Агнес подняла чемодан, но продолжала стоять, не двигаясь.
— Ну что ты? Иди, — выдавил из себя Вэкэт.
— Поцелуй меня, — прошептала Агнес.
Вэкэт притронулся губами к горячим, сухим и твердым губам Агнес.
— Иди, — сказал он и повернулся спиной.
Он слышал ее шаги. Она шла по дощатому грязному полу зала ожидания. Он мог узнать ее шаги среди тысяч других шагов.
Когда Вэкэт повернулся, Агнес уже не было в зале. На длинных скамьях вольготнее располагались оставшиеся пассажиры, которым предстоял полет на Север.
Вэкэт вышел на улицу.
Самолет ревел моторами, и за хвостовым оперением сгибалась трава и отлетали мелкие камешки. Вэкэт попытался разглядеть в окошках лицо Агнес.
Самолет покачал закрылками, подвигал хвостовым оперением и, подпрыгивая на неровностях, заковылял к началу взлетной полосы.

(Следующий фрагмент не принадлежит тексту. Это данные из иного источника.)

PR #5737, opened 2026-02-27
XTLS Vision: Defer Splice handoff until write completes

HeXis-YS:
## Summary

This PR addresses an intermittent Vision handoff race that can lead to TLS stream breakage (`ERR_SSL_PROTOCOL_ERROR`), as reported in #4878.

## Root Cause

In `VisionWriter.WriteMultiBuffer`, `inbound.CanSpliceCopy` could become `1` before the current direct-write buffer had fully flushed.  
That allowed splice mode to start while Vision was still writing to the same socket, creating a race at the handoff boundary.

## Changes

- Updated `VisionWriter.WriteMultiBuffer` in `proxy/proxy.go`:
  - keep splice readiness in a local variable during direct-write switch;
  - perform `w.Writer.WriteMultiBuffer(mb)` first;
  - only then set `inbound.CanSpliceCopy = 1` (if still eligible).

This keeps existing Vision behavior intact while making splice handoff ordering deterministic.


RPRX:
@yuhan6665

yuhan6665:
@HeXis-YS thanks for your work.
I understand you want to make sure the buffer is written first and cleared, and then send the signal by setting the CanSpliceCopy flag. Although I believe there are more than one thread (reader) running and more than one buffer involved. So your proposal maybe better in some cases, but maybe not in others.
My test is this - see if we can get rid of the time.Sleep() in CopyRawConnIfExist() completely, and only rely on code signal to switch to splice copy - I feel like we may need another signal. If we can do that we probably really solve the root cause.

HeXis-YS:
@yuhan6665 
I have tested it on my server and it works fine. However, my test scenarios are very limited.
Please feel free to test. Any ideas or suggestions are welcome.

yuhan6665:
~~Can you try remove time.Sleep() in CopyRawConnIfExist() and test it again?~~ nevermind I just see you did it

yuhan6665:
@HeXis-YS sorry but I can't understand what you added for the ready channel. I don't think it does anything more since there is no other new code signal than the existing place to call EnableSpliceCopy()
If you agree, can you remove the three new commits? And keep the removal of time.sleep() in CopyRawConnIfExist()

Maybe we can do a beta release and see if the issue is fixed.

Fangliding:
话说vless入站不是早就改成dispatchlink不走pipe了吗 就一个gouroutine在搬东西 还有竞争?

HeXis-YS:
Done.
These 3 commits were actually intended to fix the problem raised by Copilot, but it seems Copilot wasn't that smart.

yuhan6665:
> 话说vless入站不是早就改成dispatchlink不走pipe了吗 就一个gouroutine在搬东西 还有竞争?

Seems you are right, let's give it a try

Постояв там, словно примериваясь, он взревел и рванулся вперед.
Пока самолет не скрылся, Вэкэт стоял и смотрел…
Потом побрел обратно в поселок.
Постоял в нерешительности возле ресторана, заглянул в затянутые тюлем окна и пошел к гостинице.
Рано утром, попутным вездеходом, Вэкэт уехал в стойбище.
14
"Что же было дальше?" — подумал Вэкэт, лежа в спальном мешке.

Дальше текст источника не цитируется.